Im Falle der EABG ist die Zahl der Beschäftigten bekannt. 160 Verwaltungsmitarbeiter und 500 Ein Euro Jobber. 500 Ein Euro Jobber spülen monatlich 1,850.000 netto an Steuergeldern in die Kasse der EABG. Wie viel davon in die Taschen des Herrn Ulrich Lorch fließt, kann ich natürlich nicht sagen, nehme aber stark an, dass es mehr als 347 plus Geld für die Wohnung plus 130 für die Arbeit bei der EABG sind.

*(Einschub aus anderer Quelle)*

PR #5283, opened 2025-01-10
mindev: Add utility to generate a data source definition from a Swagger doc

JAORMX:
# Summary

This adds the following command: `mindev datasource generate ...`

The aforementioned command will read a swagger doc (OpenAPI v2) and will
generate the appropriate data source definition out of it.

I went for v2 since there was an easy-to-use implementation ready.
Adding v3 support is left as a TODO item.

Here's a demo of how usage would look like:

```
$ cat sample.yaml
swagger: "2.0"

info:
  title: Sample API
  description: Optional multiline or single-line description in [CommonMark](http://commonmark.org/help/) or HTML.
  version: 0.1.9

basePath: http://api.example.com/v1

paths:
  /users:
    get:
      summary: Returns a list of users.
      description: Optional extended description in CommonMark or HTML.
      responses:
        "200": # status code
          description: A JSON array of user names
          content:
            application/json:
              schema:
                type: array
                items:
                  type: string

$ go run cmd/dev/main.go datasource generate sample.yaml
version: v1
type: data-source
context: {}
name: Sample-API
rest:
  def:
    get_users:
      endpoint: http://api.example.com/v1/users
      method: GET
      parse: json
      inputSchema: {}

```

## Change Type

***Mark the type of change your PR introduces:***

- [ ] Bug fix (resolves an issue without affecting existing features)
- [x] Feature (adds new functionality without breaking changes)
- [ ] Breaking change (may impact existing functionalities or require documentation updates)
- [ ] Documentation (updates or additions to documentation)
- [ ] Refactoring or test improvements (no bug fixes or new functionality)

# Testing

***Outline how the changes were tested, including steps to reproduce and any relevant configurations. 
Attach screenshots if helpful.***

# Review Checklist:

- [x] Reviewed my own code for quality and clarity.
- [ ] Added comments to complex or tricky code sections.
- [ ] Updated any affected documentation.
- [ ] Included tests that validate the fix or feature.
- [ ] Checked that related changes are merged.

PR #5439, opened 2025-02-14
Add unit test for generating data source

gajananan:
# Summary

Add unit tests for Swagger datasource definition generation (#5283)

- Implement unit tests to validate datasource definition generation from Swagger files.
- Ensure hardcoded OpenAPI v2 docs produce expected datasource definitions.
- Maintain robustness of generation command to prevent accidental breaks.

Ref  #(5300)

## Change Type

# Testing

# Review Checklist:


cmd/dev/main_test.go
```diff
@@ -0,0 +1,141 @@
...
+
+			assert.NoError(t, err, "Command execution should not produce an error")
+
+			// Handle the case for missing OpenAPI file
+			if tt.name == "missing OpenAPI file" {
+				mu.Lock()
+				assert.FileExists(t, tt.openAPIFile, "OpenAPI file should not exist")
+				mu.Unlock()
+				return
+			}
```
evankanderson, line 127: Do we ever get here, given that `tt.expectedError == true` for the "missing OpenAPI file" case, and that exits on line 109?

(This will allow you to simplify the test code, which is another win)

cmd/dev/main_test.go
```diff
@@ -0,0 +1,141 @@
...
+			assert.NoError(t, err, "Command execution should not produce an error")
+
+			// Normalize and compare the YAML strings
+			expectedYAML := strings.Join(strings.Fields(string(tt.expectedData)), "")
+			generatedYAML := strings.Join(strings.Fields(string(output)), "")
+			// Compare the YAML strings directly
+			assert.Equal(t, expectedYAML, generatedYAML, "Generated datasource definition should match expected")
+
+			// Add a slight delay to ensure the output is captured correctly
+			time.Sleep(100 * time.Millisecond)
```
evankanderson, line 138: Why do we need a "Sleep" after we've read and compared all the content?

evankanderson (commented):
Thanks for this!  This looks fairly good, but a couple questions about the implementation.

I also noticed a data race warning; you might want to try running with `-race -count 20` to see if you can shake it out.

cmd/dev/main_test.go
```diff
@@ -0,0 +1,141 @@
...
+			os.Stdout = originalStdout
+
+			// Read the captured output
+			output := <-outC
+
+			assert.NoError(t, err, "Command execution should not produce an error")
+
+			// Handle the case for missing OpenAPI file
+			if tt.name == "missing OpenAPI file" {
+				mu.Lock()
```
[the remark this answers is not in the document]
gajananan: This section should not be there, the mutex. should not be.

cmd/dev/main_test.go
gajananan: Due to the following code to capture output from Command execution, at times the output was not captured properly, I tried few option to see, it is one of them. I agree it does not make sense when I look at it.
                       `// Create a pipe to capture the output,
			r, w, _ := os.Pipe()
			os.Stdout = w

			// Redirect the output to the buffer in a separate goroutine
			outC := make(chan string)
			go func() {
				var buf bytes.Buffer
				_, err = io.Copy(&buf, r)
				assert.NoError(t, err, "Buffer copy should not produce an error")

				outC <- buf.String()
			}()`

Investigativer Journalismus bedeutet nach meinem Verständnis, einmal zu recherchieren, wie viele solcher Unternehmungen von den Kommunen betrieben werden und wie hoch die Summe an Steuergeldern ist, die damit zur Sanierung der Kommunen verwendet wird und dabei jede Menge regulärer Arbeitsplätze vernichtet. Investigativer Journalismus würde aus meiner Sicht bedeuten, die Leser aufzuklären, dass die angeblich zur Wiedereingliederung in den ersten Arbeitsmarkt vergebenen Arbeitsgelegenheiten (Ein Euro Jobs) eben nicht zur Wiedereingliederung führen, sondern nur der Ausbeutung dienen, der Ausbeutung von Arbeitslosen durch die Kommunen und Einrichtungen, die sich karikativ und meist auch christlich nennen, sich aber ausnahmslos an dieser Ausbeutung beteiligen.

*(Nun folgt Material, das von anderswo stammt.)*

PR #5478, opened 2025-03-04
Remove hard-coded 'stacklok' realm from minder

evankanderson:
# Summary

While we were getting started, we hard-coded the "stacklok" realm in a bunch of places in the Minder source code.  While the code is still entwined with Keycloak, this change should allow other users to use a different Keycloak realm than "stacklok".

## Change Type

# Testing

Monatlich verkündet die BA ihre statistischen Auswertungen und vermeldet ständig einen Rückgang der Arbeitslosenzahlen. Wo ist das Presseorgan, das einmal von der BA eine Statistik anfordert, wie viele Empfänger von ALG II wieder in sozialversicherungspflichtige Jobs eingegliedert wurden und wie viele dieser Jobs auch so bezahlt werden, dass man davon leben kann? Würde die Presse dieser Frage einmal nachgehen, würde die Bevölkerung erfahren, dass die frohe Botschaft der Regierung und der BA über den Rückgang der Arbeitslosigkeit auf Täuschung beruht, weil man Arbeitslose durch die erpresserische Gesetzgebung in Jobs presst, die nicht ausreichen, von dem damit erzielten Einkommen den Lebensunterhalt zu bestreiten. Während die BA einen Rückgang der Arbeitslosigkeit verkündet und die Regierung diese Aussagen mit entsprechenden Statements begleitet, nimmt die Zahl der ALG II-Empfänger kontinuierlich zu. So wurden im August 7.253.587 Empfänger von Arbeitslosengeld II lt. BA-Statistik (Mappe 71) gemeldet, gegenüber 7.012.757 im Juli, das sind 240.830 Empfänger von ALG II mehr als im Juli. Und im Juni wurden 7.002.434 ALG II-Empfänger vermeldet, was den Zahlen im August nach eine Zunahme von 251.153 bedeutet. Die Zahl der geringfügig Beschäftigten hat um 64.200 (Juni gegenüber Mai) zugenommen. Solchen Widersprüchen zwischen offiziellen Verlautbarungen und realen Daten nachzugehen, das verstehe ich als investigativen Journalismus.